FARMER: Flow AutoRegressive Transformer over Pixels¶

Conference: CVPR 2026
Paper: CVF Open Access
Code: To be confirmed
Area: Image Generation / Diffusion Models / Autoregressive Generation
Keywords: Normalizing Flows, Autoregressive Generation, Pixel-level Modeling, Exact Likelihood, Dimensionality Reduction

TL;DR¶

FARMER integrates invertible Autoregressive Flows (AF) and Autoregressive Transformers (AR) into an end-to-end framework, performing generation and exact likelihood estimation directly on raw pixels. By using AF to transform images into latent sequences and AR to implicitly model the distribution of these sequences—supported by self-supervised dimensionality reduction, one-step distillation, and resampling-based CFG—it reduces the FID on ImageNet $256 \times 256$ from 6.64 (JetFormer) to 3.60.

Background & Motivation¶

Background: Explicitly modeling the normalized likelihood $P(x)$ of data is a core objective in machine learning. Among the mainstream generation paradigms, VAEs only optimize the lower bound, GANs are implicit generators without likelihood, and diffusion/score-based models can only provide likelihood indirectly through variational bounds or expensive probability flow ODEs—none achieve exact likelihood easily. Autoregressive (AR) models decompose sequence likelihood into step-by-step conditional probabilities via the chain rule, achieving remarkable scaling success in language models, but have struggled when applied to continuous, high-dimensional image pixels.

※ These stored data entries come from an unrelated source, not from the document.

PR #7406, opened 2026-01-12
Cherry-pick #7396, #7402

robertbastian:
#7396, #7402

### DIFF
--- a/CHANGELOG.md
+++ b/CHANGELOG.md
@@ -9,13 +9,14 @@ Several crates have had patch releases in the 2.1 stream:
         - Fix `icu_locale_core` dependency (unicode-org#7191)
     - (2.1.2)`icu_properties`
         - Fix some property constants (unicode-org#7269, unicode-org#7281, unicode-org#7284)
+        - Add conversions for `unicode_bidi::BidiClass` (unicode-org#7272)
         - Add `IndicConjunctBreak` (unicode-org#7280)
         - Add conversion between `icu::properties::props::Script` and `icu::locale::subtags:Script` (unicode-org#7270)
-        - Add conversion between `icu::properties::props::BidiClass` and `unicode_bidi::BidiClass` (unicode-org#7272)
     - (2.1.2) `icu_segmenter`
         - Add non-complex line and word break constructors (unicode-org#7268)
-- Utils
-  - Retire the `icu_harfbuzz` crate. The `icu_properties` and `icu_normalizer` types now directly implement the `harfbuzz-traits`
+- Data model and providers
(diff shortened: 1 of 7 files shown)


CHANGELOG.md
```diff
@@ -9,13 +9,14 @@ Several crates have had patch releases in the 2.1 stream:
...
     - (2.1.2)`icu_properties`
         - Fix some property constants (unicode-org#7269, unicode-org#7281, unicode-org#7284)
+        - Add conversions for `unicode_bidi::BidiClass` (unicode-org#7272)
         - Add `IndicConjunctBreak` (unicode-org#7280)
         - Add conversion between `icu::properties::props::Script` and `icu::locale::subtags:Script` (unicode-org#7270)
-        - Add conversion between `icu::properties::props::BidiClass` and `unicode_bidi::BidiClass` (unicode-org#7272)
     - (2.1.2) `icu_segmenter`
         - Add non-complex line and word break constructors (unicode-org#7268)
-- Utils
-  - Retire the `icu_harfbuzz` crate. The `icu_properties` and `icu_normalizer` types now directly implement the `harfbuzz-traits`
```
Manishearth, line 18: question: don't we want this somewhere?

CHANGELOG.md
```diff
@@ -9,13 +9,14 @@ Several crates have had patch releases in the 2.1 stream:
...
+- Data model and providers
+    - (2.1.2) `icu_provider_source`, `icu_locale_data`, `icu_datetime_data`, `icu_experimental_data`
+        - Update to CLDR 48.1 (unicode-org#7396)
```
Manishearth, line 19: nit: include the property stuff in the changelog

CHANGELOG.md
robertbastian: it's in the unreleased-changes section on main, but it's not on this branch and hasn't been released

CHANGELOG.md
robertbastian: what properties stuff?

CHANGELOG.md
Manishearth: Fair enough.

CHANGELOG.md
Manishearth: `icu_provider_source` now can generate the indic property data markers that we forgot to release last time.


Normally we don't list new markers under `icu_provider_source` changelogs: it's implicit. However, this is a case where we forgot to do it, leading to broken upgrades for clients. Since changelogs are primarily a method of communicating with users and helping them understand what changed / why something might have broken, I think we should explicitly list the fix for something we broke.

robertbastian: yeah this is the cherry-pick though. we should have added it in https://github.com/unicode-org/icu4x/pull/7402 so it's on main

PR #7413, opened 2026-01-12
Correctly parse ethiopic-amete-alem alias

Manishearth:
`ethiopic-amete-alem` currently parses to `CalendarAlgorithm::Ethiopic`, which is incorrect and causes V8 to fail a test262 test. This is because our subtag parsing ignores subtags after the first for enum keywords, unless we have explicitly defined the enum keyword as having variants.

This fixes that.

### DIFF
--- a/components/locale_core/src/preferences/extensions/unicode/keywords/calendar.rs
+++ b/components/locale_core/src/preferences/extensions/unicode/keywords/calendar.rs
@@ -4,9 +4,10 @@
 
 #![allow(non_snake_case)]
 
-use crate::extensions::unicode::Value;
+use crate::extensions::unicode::{value, Value};
 use crate::preferences::extensions::unicode::enum_keyword;
-use crate::subtags::Subtag;
+use crate::preferences::extensions::unicode::errors::PreferencesParseError;
+use crate::subtags::{subtag, Subtag};
 
 enum_keyword!(
     /// Hijri Calendar sub-type
@@ -23,9 +24,18 @@ enum_keyword!(
         Rgsa
 });
 
-fn value_is_ethioaa(v: &Value) -> bool {
-s.as_subtags_slice() == &[subtag!("ethiopic"), subtag!("amete"), subtag!("alem")]
+/// Handles aliases present in `v`. If found, returns a CalendarAlgorithm, else returns None
+fn handle_aliases(v: &Value) -> Option<CalendarAlgorithm> {
+    if *v == value!("islamicc") {
+        return Some(CalendarAlgorithm::Hijri(Some(
+            HijriCalendarAlgorithm::Civil,
+        )));
+    } else if v.as_subtags_slice() == [subtag!("ethiopic"), subtag!("amete"), subtag!("alem")] {
+        return Some(CalendarAlgorithm::Ethioaa);
+    }
+    None
 }
+
 enum_keyword!(
     /// A Unicode Calendar Identifier defines a type of calendar.
     ///
@@ -68,7 +78,7 @@ enum_keyword!(
         ("persian" => Persian),
         /// Republic of China calendar
         ("roc" => Roc)
-}, "ca", s, if *s == value!("islamicc") { return Ok(Self::Hijri(Some(HijriCalendarAlgorithm::Civil))); } else if value_is_ethioaa(s) { return Ok(Self::Ethioaa) });
+}, "ca", s, if let Some(s) = handle_aliases(s) { return Ok(s) });
 
 #[test]
 fn test_calendar_aliases() {


components/locale_core/src/preferences/extensions/unicode/keywords/calendar.rs
```diff
@@ -21,6 +23,25 @@ enum_keyword!(
...
+    };
+    const ALEM: Subtag = match Subtag::try_from_str("alem") {
+        Ok(s) => s,
+        _ => panic!("valid subtag"),
+    };
+
+    v.subtag_count() == 3
+        && v.get_subtag(0) == Some(&ETHIOPIC)
+        && v.get_subtag(1) == Some(&AMETE)
+        && v.get_subtag(2) == Some(&ALEM)
```
robertbastian:
```suggestion
s.as_subtags_slice() == &[subtag!("ethiopic"), subtag!("amete"), subtag!("alem")]
```

robertbastian:
This is correct per https://github.com/unicode-org/cldr/blob/468272dc1ccbdd1ade875130fecadb5cf870de5a/common/bcp47/calendar.xml#L17

Please also add the other missing alias, `gregorian`.

robertbastian:
Actually, `gregorian` is not valid subtag syntax, so that one we cannot support. LDML allows not supporting it [though](https://www.unicode.org/reports/tr35/#BCP47_T_Extension:~:text=It%20is%20strongly,gregorian%22%20(for%20%22gregory%22).):

> It is strongly recommended that all API methods accept all possible aliases for keywords and types, but generate the canonical form. For example, "ar-u-ca-islamicc" would be equivalent to "ar-u-ca-islamic-civil" on input, but the latter should be output. The one exception is where an alias would only be well-formed with the old syntax, such as "gregorian" (for "gregory").

Manishearth:
Huh, I was searching the docs for the `subtag` macro and couldn't find it. We need to document it better.

robertbastian:
it's probably due to the macro being `#[doc(hidden)]` and then re-exported. I think it used to work though...

components/locale_core/src/preferences/extensions/unicode/keywords/calendar.rs
```diff
@@ -63,4 +69,31 @@ enum_keyword!(
...
+fn test_calendar_aliases() {
+    fn test(s: &str, expectation: CalendarAlgorithm) {
+        let v = Value::try_from_str(s).unwrap();
+        let parsed = CalendarAlgorithm::try_from(&v).unwrap();
+        assert_eq!(parsed, expectation, "{s} must parse to {expectation:?}");
+    }
+
+    test("ethiopic-amete-alem", CalendarAlgorithm::Ethioaa);
+    test("ethiopic", CalendarAlgorithm::Ethiopic);
+    test("ethiopic-foobar", CalendarAlgorithm::Ethiopic);
```
sffc, line 93: Is this correct? Or should we match this to None?

All I see in UTS 35 is:

> Note: Some calendar types are represented by two subtags. In such cases, the first subtag specifies a generic calendar type and the second subtag specifies a calendar algorithm variant. The CLDR uses generic calendar types (single subtag types) for tagging data when calendar algorithm variations within a generic calendar type are irrelevant. For example, type "islamic" is used for specifying Islamic calendar formatting data for all Islamic calendar types, including "islamic-civil" and "islamic-umalqura".

components/locale_core/src/preferences/extensions/unicode/keywords/calendar.rs
```diff
@@ -21,6 +23,10 @@ enum_keyword!(
         Rgsa
 });
 
+fn value_is_ethioaa(v: &Value) -> bool {
+    v.as_subtags_slice() == [subtag!("ethiopic"), subtag!("amete"), subtag!("alem")]
```
robertbastian: nit: inline this now?

components/locale_core/src/preferences/extensions/unicode/keywords/calendar.rs
Manishearth: We don't have a None. This is the current behavior.

components/locale_core/src/preferences/extensions/unicode/keywords/calendar.rs
```diff
@@ -63,4 +69,31 @@ enum_keyword!(
         ("persian" => Persian),
         /// Republic of China calendar
         ("roc" => Roc)
-}, "ca", s, if *s == value!("islamicc") { return Ok(Self::Hijri(Some(HijriCalendarAlgorithm::Civil))); });
+}, "ca", s, if *s == value!("islamicc") { return Ok(Self::Hijri(Some(HijriCalendarAlgorithm::Civil))); } else if value_is_ethioaa(s) { return Ok(Self::Ethioaa) });
```
robertbastian: nit: apply some formatting here

components/locale_core/src/preferences/extensions/unicode/keywords/calendar.rs
robertbastian: We have an `Err` though

components/locale_core/src/preferences/extensions/unicode/keywords/calendar.rs
Manishearth: I'll do better, I'll move the alias handling out completely

components/locale_core/src/preferences/extensions/unicode/keywords/calendar.rs
Manishearth: Oh, sure.

This isn't the current behavior of _any_ of these, though. If we want to support this, I think that's a different change. That needs us to tweak how the macro works.

Currently `buddhist-foobar` also parses to buddhist, etc. This isn't new behavior I introduced in my PR.

Issue #3881, opened 2023-08-17
[Date]TimeFormatter constructors don't take hour12 / hourCycle override


hsivonen:
ECMA-402 has `hour12` and `hourCycle` overrides for the locale's hour cycle. AFAICT, ICU4X `[Date]TimeFormatter` constructors don't have API surface for this override. For ECMA-402 compat, ICU4X should have API surface for this.

hsivonen:
Maybe `hourCycle` is available via `-u-hc-`? Still leaves `hour12` (which happens to be what appears in various preference UIs).

hsivonen:
`hourCycle` is in `icu_datetime::options::components::Bag`.

sffc:
`-u-hc-` works.

I don't think we have `hour12` except that you can mostly get that via `-u-hc-` but you need to choose between h11/h12 or h23/h24 instead of letting the locale choose.

hsivonen:
Letting the locale affect `hour12` expansion to `hourCycle` seems required for ECMA-402 compliance.

AFAICT, by the time the `[Date]TimeFormatter` constructor has done the provider-level resolution of the locale data, there doesn't appear to be a way for the application code to modify the instance to perform `hour12` resolution in application code.

hsivonen:
macOS Ventura and Gnome expose a boolean system pref for this topic, so `hour12` might be relevant to support to be able to honor system preferences. I don't have test code that I'd know would behave according to the system boolean pref semantics. However, from reading the ECMA-402 spec, I'm a bit surprised at how the ECMA-402 semantics are supposed to work. AFAICT, `hour12=false` for `en-US` would resolve to `h24`. Do users actually want that result instead of `h23`? (As a user of the en-US locale for untranslated strings with 24-hour clock enabled, I don't want `h24`. I guess I'll need to make a TODO item of observing the system clock at midnight.)

anba:
> However, from reading the ECMA-402 spec, I'm a bit surprised at how the ECMA-402 semantics are supposed to work.

The current spec is incorrect. There's a PR to fix this &rarr; <https://github.com/tc39/ecma402/pull/758>.

hsivonen:
> > However, from reading the ECMA-402 spec, I'm a bit surprised at how the ECMA-402 semantics are supposed to work.
> 
> The current spec is incorrect. There's a PR to fix this → [tc39/ecma402#758](https://github.com/tc39/ecma402/pull/758).

[...]

PR #7414, opened 2026-01-13
Add Clock12 and Clock24 hour cycles

sffc:
#3881

https://unicode-org.atlassian.net/browse/CLDR-18894

This can be used to implement `hour12` in ECMA-402. CC @hsivonen @nekevss

## Changelog

icu_datetime: Add support for Clock12 and Clock24 hour cycles

icu_locale_core: Add parsing for `-u-hc-c12` and `-u-hc-c24`

### DIFF
--- a/components/datetime/src/provider/fields/symbols.rs
+++ b/components/datetime/src/provider/fields/symbols.rs
@@ -593,6 +593,10 @@ field_type!(
 );
 
 impl Hour {
+    /// Picks the best [`Hour`] given the preferences.
+    ///
+    /// If `-u-hc-h**` is specified, that field is used. Otherwise, the field is selected
+    /// based on the locale, using `-u-hc-c**`, if present, as a hint.
     pub(crate) fn from_prefs(prefs: DateTimeFormatterPreferences) -> Option<Self> {
         let field = match prefs.hour_cycle? {
             HourCycle::H11 => Self::H11,
@@ -603,13 +607,16 @@ impl Hour {
                     .locale_preferences
                     .to_data_locale_region_priority()
                     .region;
-                // TODO(#7415): Test that this stays consistent with CLDR
+                // TODO(#7415): Test that this fallback stays consistent with CLDR.
+                // This is derived from timeData. Currently the only region using
+                // something other than h12/h23 is JP.
                 const JP: Region = region!("JP");
                 match region {
                     Some(JP) => Self::H11,
                     _ => Self::H12,
                 }
             }
+            // Note: ICU4X does not support H24.
             HourCycle::Clock24 => Self::H23,
             _ => unreachable!(),
         };


sffc:
Filed #7415 for a follow-up for testing against CLDR.

sffc:
Ping @unicode-org/icu4x-owners

components/datetime/src/provider/fields/components.rs
```diff
@@ -77,6 +77,9 @@ pub struct Bag {
     pub time_zone_name: Option<TimeZoneName>,
 
     /// An override of the hour cycle.
+    ///
+    /// TODO: This should probably not be the preferences HourCycle type. It directly sets the
```
Manishearth, line 81: question: how can this TODO be stably resolved? Can we file an issue about this?

components/datetime/src/provider/pattern/hour_cycle.rs
```diff
@@ -146,7 +146,12 @@ pub(crate) fn naively_apply_preferences(
                 length,
             }) = item
             {
-                let candidate_field = fields::Hour::from_hour_cycle(hour_cycle);
+                let candidate_field = match hour_cycle {
+                    HourCycle::H11 => fields::Hour::H11,
+                    HourCycle::H12 => fields::Hour::H12,
+                    HourCycle::H23 => fields::Hour::H23,
+                    _ => unreachable!(),
```
Manishearth, line 153: observation: panic in datagen-only code. perfectly ok.

components/datetime/src/provider/fields/symbols.rs
```diff
@@ -590,13 +593,115 @@ field_type!(
...
+                    .to_data_locale_region_priority()
+                    .region;
+                // TODO(#7415): Test that this stays consistent with CLDR
+                const JP: Region = region!("JP");
+                match region {
+                    Some(JP) => Self::H11,
+                    _ => Self::H12,
+                }
+            }
+            HourCycle::Clock24 => Self::H23,
```
Manishearth, line 620: nit: comment that H24 is basically deprecated (or something)

components/datetime/src/provider/fields/symbols.rs
```diff
@@ -590,13 +593,115 @@ field_type!(
...
             HourCycle::H12 => Self::H12,
             HourCycle::H23 => Self::H23,
+            HourCycle::Clock12 => {
+                let region = prefs
+                    .locale_preferences
+                    .to_data_locale_region_priority()
+                    .region;
+                // TODO(#7415): Test that this stays consistent with CLDR
+                const JP: Region = region!("JP");
+                match region {
```
Manishearth, line 614: nit: comment explaining that we maintain a manual table here for $reasons, and link to the data source

components/datetime/src/provider/fields/components.rs
sffc: This is in the `provider` module which is unstable. It's not really a thing that can be tracked in an issue because it's not really actionable. It is a note for anyone who wishes to rearchitect the classical components code.

Manishearth: Can this be rewritten so that that's clearer? TODO sounds like an actionable issue.

"If this code is being rearchitected, consider ..."

robertbastian, line 81: nit: this should not be a doc comment

PR #7416, opened 2026-01-13
Correctly using AppendItems for date/time/zone glue patterns

cloud-machine-111:
Logic to handle #7107!

Summary copied from the issue's thread:

- Added append_items field to Dates struct in ca.rs (nested within DateTimeFormats) so that the corresponding field can be parsed from the CLDR's calendar data JSONs. append_items is currently a hashmap to prioritize flexible key parsing.
- Updated datetimepattern_convert function in names.rs to use locale-specific "Timezone" append pattern instead of hardcoded strings (e.g. "{0} {2}".)
- The original hardcoded strings are used as fallbacks if the "Timezone" key isn't found in data.date_time_formats.append_items.

## Changelog

icu_datetime: Use appropriate date/time/zone glue patterns based on appendItems


provider/source/src/datetime/names.rs
```diff
@@ -505,12 +505,42 @@ fn datetimepattern_convert(
...
-            "{1} {2}"
+            let formatted_date = match length {
+                PatternLength::Long => &data.date_formats.long,
+                PatternLength::Medium => &data.date_formats.medium,
+                PatternLength::Short => &data.date_formats.short,
+            };
+
+            let pattern = pattern_anchor.insert(formatted_date.get_pattern().to_string());
+
+            let zone_fallback = String::from("{1} {2}"); // this was the previous fallback string.
```
robertbastian: don't allocate a `String` when a `&'static str` does the job

provider/source/src/datetime/names.rs
```diff
@@ -505,12 +505,42 @@ fn datetimepattern_convert(
...
+            let zone_pattern = data
```
sffc: I think the appendItems use `{0}` for "the thing to append something to" and `{1}` for "the thing being appended". You need to change that to our meaning, `{0}` for "date", `{1}` for "time", and `{2}` for "time zone".

+1 about running cargo make testdata or adding some other tests. I expect this to impact data but I can't see it without tests.

provider/data/datetime/fingerprints.csv
```diff
@@ -24724,6 +24768,15 @@ datetime/patterns/glue/v1, ms/mdt, -> ak/mdt
 datetime/patterns/glue/v1, ms/mdtz, -> ak/mdtz
 datetime/patterns/glue/v1, ms/sdt, -> ak/mdt
 datetime/patterns/glue/v1, ms/sdtz, -> ak/mdtz
+datetime/patterns/glue/v1, my/ldtz, 39B, 16B, 286f33256e782563
```
sffc, line 24771: Note: the default is

```
						<appendItem request="Timezone">{0} {1}</appendItem>
```

and `my` overrides it to be

```
					<appendItems>
						<appendItem request="Timezone">{1} {0}</appendItem>
					</appendItems>
```

(time zone at start rather than end)

So this seems like it is compliant with CLDR data.

provider/data/datetime/fingerprints.csv
```diff
@@ -24549,7 +24576,15 @@ datetime/patterns/glue/v1, hi/mdtz, -> ak/mdtz
 datetime/patterns/glue/v1, hi/sdt, -> ak/mdt
 datetime/patterns/glue/v1, hi/sdtz, -> ak/mdtz
 datetime/patterns/glue/v1, hr/ldt, -> bs/ldt
-datetime/patterns/glue/v1, hr/ldtz, -> bs/ldtz
+datetime/patterns/glue/v1, hr/ldtz, 51B, 28B, 4946bc1cf6992ea2
```
sffc, line 24579: Note: the pattern here is

```
					<appendItems>
						<appendItem request="Timezone">{0} ({1})</appendItem>
					</appendItems>
```

which is not the default, so it makes sense that there is a new data payload for this locale.

provider/source/src/datetime/names.rs
```diff
@@ -496,35 +496,25 @@ fn datetimepattern_convert(
...
+    // Note: We default to atTime here (See https://github.com/unicode-org/conformance/issues/469)
+    let at_time = data
+        .datetime_formats_at_time
+        .get_pattern(length)
+        .get_pattern();
 
-    let pattern = pattern.parse().expect("failed to parse pattern");
+    let pattern = match glue_type {
+        GlueType::DateTime => at_time.parse(),
+        GlueType::DateZone => append_tz.interpolate_to_string(["{1}", "{2}"]).parse(),
```
sffc, line 513: Praise: Clever way to use the Pattern API to change the placeholder numbers.

sffc:
It would be nice to add a test for this in a locale with a non-default time zone appendItem pattern, but I'm convinced that this is the correct bug fix so you can add the test in a follow-up. I'll merge now so it doesn't bitrot.

provider/source/src/cldr_serde/ca.rs
```diff
@@ -190,6 +190,35 @@ pub(crate) struct DateTimeFormats {
...
     pub(crate) available_formats: AvailableFormats,
+    #[serde(rename = "appendItems")]
+    pub(crate) append_items: AppendItems,
+}
+
+#[derive(PartialEq, Debug, Deserialize, Clone)]
+#[allow(dead_code)]
+pub struct AppendItems {
+    #[serde(rename = "Day")]
+    pub(crate) day: String,
```
sffc, line 201: Suggestion (optional): use a `Pattern` here instead of a `String` to avoid the parsing/allocation later on.

I'd like you to do this in a follow-up since the `Pattern` API may or may not be easy to use with `Deserialize` and I don't want to block this PR from landing.

cloud-machine-111:
> It would be nice to add a test for this in a locale with a non-default time zone appendItem pattern, but I'm convinced that this is the correct bug fix so you can add the test in a follow-up. I'll merge now so it doesn't bitrot.

Following up, if I were to write a test for nondefault AppendItem patterns, would it be appropriate to import 1-2 new locales (e.g. 'my', 'zh') into the test provider (`provider/source/src/tests/data.rs`)? It seems from [documentation](https://github.com/unicode-org/icu4x/blob/main/provider/source/tests/locales.rs.data) that the number of imported test locales is kept small intentionally, but currently the test provider doesn't import data from any locales whose [fingerprints change](https://github.com/unicode-org/icu4x/pull/7416/changes/BASE..6f9aecd14d3ad5bce16325da2a4b3c43763a2d7a) after the AppendItems update. Please let me know if there's another preferred approach!

Locales that changed in the diff: cv, eu, fa_AF, fa, hr, mn, my, sq, und, zh

sffc:
Please add zh for only the datetime component. You can include the data files you need here:

https://github.com/unicode-org/icu4x/blob/main/tools/make/download-repo-sources/globs.rs.data

sffc:
Although actually if you add the test in `icu_datetime`, you already have all the locales available. You only need to add it to globs.rs.data if you are testing specific datagen behavior. I just wanted to see evidence of these patterns being used in practice, so a test that utilizes these patterns in `icu_datetime` is sufficient.

cloud-machine-111:
> Although actually if you add the test in `icu_datetime`, you already have all the locales available. You only need to add it to globs.rs.data if you are testing specific datagen behavior. I just wanted to see evidence of these patterns being used in practice, so a test that utilizes these patterns in `icu_datetime` is sufficient.

Ah, I see why. Thank you :)

PR #7423, opened 2026-01-14
refactor: consolidate region extraction logic in SourceDataProvider

younies:
# Description

This commit moves the existing `extract_region` method and renames it to `extract_or_infer_region` to streamline region extraction from `DataLocale`.

> NOTE
> The method can also be reused by currency or other data providers that require region information or region inference.

### DIFF
--- a/provider/source/src/cldr_cache.rs
+++ b/provider/source/src/cldr_cache.rs
@@ -247,11 +247,7 @@ impl CldrCache {
 
         let mut lang_id = LanguageIdentifier::from((locale.language, locale.script, locale.region));
         let _ = self.extended_locale_expander()?.maximize(&mut lang_id);
-        lang_id.region.ok_or_else(|| {
-            DataErrorKind::InvalidRequest
-                .into_error()
-                .with_debug_context(&lang_id)
-        })
+        Ok(lang_id.region.unwrap())
     }
 
     /// Computes the likely script-based locale group for a given locale.


provider/source/src/cldr_cache.rs
```diff
@@ -226,6 +230,62 @@ impl CldrCache {
...
+    /// # Example
+    ///  - "en-US" -> "US"
+    ///  - "en" -> "US"
+    #[cfg(feature = "experimental")]
+    pub(crate) fn extract_or_infer_region(&self, locale: &DataLocale) -> Result<Region, DataError> {
+        if let Some(region) = locale.region {
+            return Ok(region);
+        }
+
+        let mut lang_id = LanguageIdentifier::from(locale.language);
```
robertbastian: issue: you need to consider the script, so that `zh-Hant` resolves to `TW`, not to `CN`

provider/source/src/cldr_cache.rs
```diff
@@ -226,6 +230,62 @@ impl CldrCache {
...
+        let _ = self.extended_locale_expander()?.maximize(&mut lang_id);
+        lang_id.region.ok_or_else(|| {
+            DataErrorKind::InvalidRequest
+                .into_error()
+                .with_debug_context(&lang_id)
+        })
```
robertbastian: it's fine to `unwrap` because `maximize` guarantees that there's a region

provider/source/src/cldr_cache.rs
younies: very good note,  done

provider/source/src/cldr_cache.rs
younies: I agree with you and I prefer having a layer of security if `maximize` has any failure in the future.

robertbastian: it's not a layer of security. you'll get a `DataError` when you unwrap this later, which is going to be very hard to track down to this function, and is unactionable for clients. an unwrap here gives you all the context

younies: okay, done

robertbastian (approved):

provider/source/src/cldr_cache.rs
```diff
@@ -227,6 +231,25 @@ impl CldrCache {
...
+    /// # Example
+    ///  - "en-US" -> "US"
+    ///  - "en" -> "US"
+    #[cfg(feature = "experimental")]
+    pub(crate) fn extract_or_infer_region(&self, locale: &DataLocale) -> Result<Region, DataError> {
+        if let Some(region) = locale.region {
+            return Ok(region);
+        }
+
+        let mut lang_id = LanguageIdentifier::from((locale.language, locale.script, locale.region));
```
sffc, line 248: Issue: use `locale.id` to get the LanguageIdentifier.

provider/source/src/cldr_cache.rs
```diff
@@ -227,6 +231,25 @@ impl CldrCache {
...
+        let _ = self.extended_locale_expander()?.maximize(&mut lang_id);
+        Ok(lang_id.region.unwrap())
```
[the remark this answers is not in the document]
sffc: +1, I think it's possible for expand to not return a region if there isn't data for it.

This should be uncommon, so if you want to panic, it's _fine_, but probably at least include a message with the faulty locale to help make debugging easier.

provider/source/src/cldr_cache.rs
robertbastian: `DataLocale` doesn't have an `id` field

provider/source/src/cldr_cache.rs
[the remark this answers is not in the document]
younies: we were discussing this here: https://github.com/unicode-org/icu4x/pull/7423#discussion_r2691663258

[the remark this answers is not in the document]
younies: we can use also the gemini suggestion too

younies:
@sffc : I have merged the PR because I need the method in my next PR, if you are insisting on replacing the `unwrap` with a `DataError`, I can do it in another PR

provider/source/src/cldr_cache.rs
sffc: ok, then call `Locale::from` and then get the `id` field?

PR #7425, opened 2026-01-14
FIx overflow in `PluralOperands` constructor

robertbastian:
Split from #7411


sffc (approved):
I see, so previously it was possible to have exp_i16 be like -100 which would cause mag_high to be say -100 while mag_low would be -18 which is garbage.

robertbastian:
no, the input exponent is unsigned.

Limitations of Prior Work: Direct continuous AR on pixels (e.g., PixelRNN/CNN, iGPT) faces extremely long token sequences—a $256 \times 256$ image contains hundreds to thousands of tokens, making training and sampling costly and vulnerable to long-range dependency issues. Another path, Normalizing Flows (NF), provides exact likelihood through invertible mappings, but recent NF works (JetFormer, STARFlow/TARFlow) almost exclusively map the data distribution to a fixed standard Gaussian $\mathcal{N}(0,1)$. Forcing high-dimensional, highly dispersed image distributions into an isotropic Gaussian introduces discontinuities or distortions, leading to out-of-distribution samples and degraded quality when mapping back to the data space.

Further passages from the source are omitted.